Like his aunt and fellow diarist Henry was deeply attached to his Whissonsett family. His old home no longer stands, being replaced by today’s hall on the same site in the mid-nineteenth century.

A thorough training

Henry’s uncle and cousin William at Letheringsett trained him in malting and brewing, as described on the Diary pages. His diary, kept from the age of sixteen, is of great significance, for he worked alongside the men whose tasks he was recording.

From his coverage of social matters we can see that on most occasions he was excluded from the Letheringsett family’s socialising until, aged eighteen, he struck out on his own and forged new friendships.

Henry was subjected to grindingly hard work during his training, including nine months on the malting floor performing backbreaking tasks. He nevertheless comes across as a conscientious, willing, cheerful and sociable young man.

In January 1797, exactly halfway through his apprenticeship, he brewed without William’s supervision for the first time. Henry could now take over as head brewer. He thus released William, who was about to take over the whole vertically integrated family business from his father that autumn.

Henry’s marriage and children

Henry left the Hardys in 1800 and married Mary Elizabeth West in 1805 in her parish of St Dunstan’s, Stepney; he brought his bride to meet the Letheringsett family on their wedding tour.
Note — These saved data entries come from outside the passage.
PR #2102, opened 2023-07-25
feat: styles operation header

kendallstrautman:
## 🔗 Relevant links

- [Preview link](https://dev-portal-git-ksoperation-header-hashicorp.vercel.app/) 🔎
- [Asana task](https://app.asana.com/0/1204678746647847/1205079140949241/f) 🎟️

## 🗒️ What

Styles out the operation header component. Updates the server file to truncate the path.

## 📸 Design Screenshots

Screenshot 2023-07-25 at 12 01 08 PM

## 🧪 Testing

- [Visit the page](https://dev-portal-git-ksoperation-header-hashicorp.vercel.app/hcp/api-docs/vault-secrets)
- Validate that is [matches the designs](https://www.figma.com/file/wjoC3ZVsA1kDuPsFLjEFuY/API-Template?type=design&node-id=526-34648&mode=design&t=T8TGJZC7PM2lxZrj-0)

## 💭 Anything else?

Note there aren't mobile specific designs yet for this component. So this reflects the desktop spec, although shouldn't be 'broken' at mobile. Mostly just missing some global layout padding which should be handled elsewhere.


config/preview.json
```diff
@@ -4,6 +4,6 @@
 		"max_static_paths": 10
 	},
 	"flags": {
-		"enable_hcp_vault_secrets_api_docs_revision": false
+		"enable_hcp_vault_secrets_api_docs_revision": true
```
kendallstrautman, line 7: TODO - don't merge until this is flipped back to `false`

src/views/open-api-docs-view/utils/get-operation-props.ts
```diff
@@ -59,6 +63,11 @@ export function getOperationProps(
 			operationObjects.push({
 				operationId: operation.operationId,
 				slug: slugify(snakeCase(operation.operationId), { lower: true }),
+				type,
+				path: {
+					full: path,
+					truncated: truncateHcpOperationPath(path),
+				},
```
kendallstrautman, line 70: @zchsh Wasn't sure here how you wanted to handle adding in the props. I figured it'd be nice to align the component props with the `OperationProps`. Let me know!

braydenlove:
This looks great @kendallstrautman. Can we make sure the `h4` is `foreground-strong`? Currently it appears to be #000000. Otherwise this is good to go.

src/views/open-api-docs-view/components/open-api-operations/index.tsx
```diff
@@ -37,7 +38,13 @@ export function OpenApiOperations({
 							key={operation.operationId}
 							style={{ border: '1px solid magenta', padding: '2px' }}
 						>
-							<OperationHeader operation={operation} />
+							<OperationHeader
+								className={s.header}
+								slug={operation.slug}
+								headerText={operation.operationId}
+								method={operation.type}
+								path={operation.path.truncated}
```
zchsh, line 46: ⛏️ Okay this is a weird one, and I think is also a problem upstream, but long `path` and also long `headerText` strings can cause overflow and wreak havok on the layout on small viewports, cause they tend to not have any spaces or word-break-able characters:

| overflow issue |
| - |
| overflow-issue |

A "quick fix" could be `overflow-wrap: break-word`, I think 🤔 A more involved fix might be to get `<wbr>` elements interspersed into `headerText` and `path` somehow, which might yield a more polished result:

| `overflow-wrap` | `<wbr>` |
| - | - |
| overflow-wrap-anywhere | injected-word-breaks |

I think we'll actually want `overflow-wrap: break-word` even if we go for the more involved `<wbr>` addition, since we still won't be able to guarantee we've added `<wbr>` in enough spots... so that's something at least! I'd definitely say we could roll with that CSS only fix for now 👍

---

... that being said but I can't help jumping to the conclusion that we might want to pursue the `<wbr>` approach, so I noodled on that over in a branch off this PR:

- https://github.com/hashicorp/dev-portal/pull/2103

src/views/open-api-docs-view/components/operation-header/operation-header.module.css
```diff
@@ -0,0 +1,22 @@
+.wrapper {
+	display: flex;
+	flex-direction: column;
+	gap: 8px;
+}
+
+.heading {
+	composes: g-offset-scroll-margin-top from global;
+	composes: hds-typography-display-400 from global;
+	font-weight: var(--token-typography-font-weight-bold);
```
zchsh, line 10: Quick fix for overflow issues on mobile:

```suggestion
	font-weight: var(--token-typography-font-weight-bold);
	overflow-wrap: break-word;
```

src/views/open-api-docs-view/components/operation-header/operation-header.module.css
```diff
@@ -0,0 +1,22 @@
...
+
+.methodAndPath {
+	display: flex;
+	align-items: center;
+	gap: 8px;
+}
+
+.path {
+	composes: hds-typography-code-300 from global;
+	color: var(--token-color-foreground-primary);
```
zchsh, line 21: Quick fix for overflow issues on mobile:

```suggestion
	color: var(--token-color-foreground-primary);
	overflow-wrap: break-word;
```

zchsh (approved):
✅ ✨ Looking great!

🚧 One almost-blocking thing is the `overflow-wrap` issue. I added some suggestions to add `overflow-wrap: break-word`, so approving pending those additions!

💭 Very optionally, if you wanna add `<wbr >` inject to this PR you could grab or merge in the work from #2103 , but could very much see the case to make that a separate PR entirely rather than roll it in here 👍

src/views/open-api-docs-view/components/open-api-operations/index.tsx
kendallstrautman: I love your exploration with the word-breaks and the idea that we could life that into a higher utility. I'll push up the CSS only fix for now so we can play around more with the work break approach.

kendallstrautman:
@braydenlove updated that color! Thanks for catching that.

He was already a brewer at St Albans in Hertfordshire, later moving to Shoreditch just outside the City of London. The couple had six children between 1806 and 1815. The first five were baptised in St Albans: Mary Ann, Henry Skrimshire, Jane, Susanna (Susan) and Julia; Rose was baptised in Shoreditch.

The names have echoes of Henry’s Norfolk connections. Mary Ann was his former master’s daughter. Skrimshire was the married name of his beloved sister Rose, after whom he named his last child. Julia, a very unusual name in Hardy circles, was bridesmaid at Rose’s marriage to Thomas Skrimshire in 1797. Jane was one of the Skrimshires’ daughters.

Two London breweries

Henry’s small brewing book of 1824 has survived. He notes he was then head brewer at the Pelican Brewery, Wapping Wall (in the East End by the Thames), and that he had previously been head brewer at Smith’s, the Plough Brewery, Lambeth. His brewing records are kept as methodically as when he was an apprentice at Letheringsett.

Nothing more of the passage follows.